Look for the string "build" in the listing. Copy each line that has it.

> **Data to process**
┄┄┄┄┄┄┄┄┄┄
PR #4354, opened 2023-02-16
Support podman and selinux for dev setup

p-fruck:
This PR includes the changes required to get the InvenTree dev setup to work on my local machine which requires podman and SELinux. The following changes are included in this PR:

- SELinux labels are required in order to mount the volumes into the dev containers.
- The build config has been added to the dev-worker to prevent podman from trying to pull from docker hub

### DIFF
--- a/docker-compose.yml
+++ b/docker-compose.yml
@@ -31,7 +31,7 @@ services:
             - POSTGRES_DB=inventree
         volumes:
           # Map 'data' volume such that postgres database is stored externally
-          - ./data:/var/lib/postgresql/data
+          - ./data:/var/lib/postgresql/data:z
         restart: unless-stopped
 
     # InvenTree web server service
@@ -40,7 +40,7 @@ services:
         container_name: inventree-dev-server
         depends_on:
           - inventree-dev-db
-        build:
+        build: &build_config
             context: .
             target: dev
         # Cache the built image to be used by the inventree-dev-worker process
@@ -50,7 +50,7 @@ services:
             - 8000:8000
         volumes:
             # Mount local source directory to /home/inventree
-            - ./:/home/inventree
+            - ./:/home/inventree:z
         env_file:
             - docker.dev.env
         restart: unless-stopped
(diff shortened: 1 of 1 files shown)


SchrodingersGat:
@p-fruck what happens to the volumes in a "regular" docker setup? Are the labels ignored?

p-fruck:
I just added the labels from pure routine but just noticed that in fact there is no difference for SELinux labels. Do you configure them somewhere or is this an improvement to podman that I missed? Previously I had to define this label in order to be able to access my files inside the container

p-fruck:
Ok, my working directory was already configured with the correct SELinux labels. After setting up InvenTree in a new directory with default SELinux labels I got the following error:
image

This is because the container requires the `container_file_t` label which is automatically added using the `:z` flag. Note that `:z` is used instead of `:Z`  because the InvenTree directory is shared between server and worker container and the data directory is shared between worker, server and db.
┄┄┄┄┄┄┄┄┄┄
> **Result of this task**
- The build config has been added to the dev-worker to prevent podman from trying to pull from docker hub
-        build:
+        build: &build_config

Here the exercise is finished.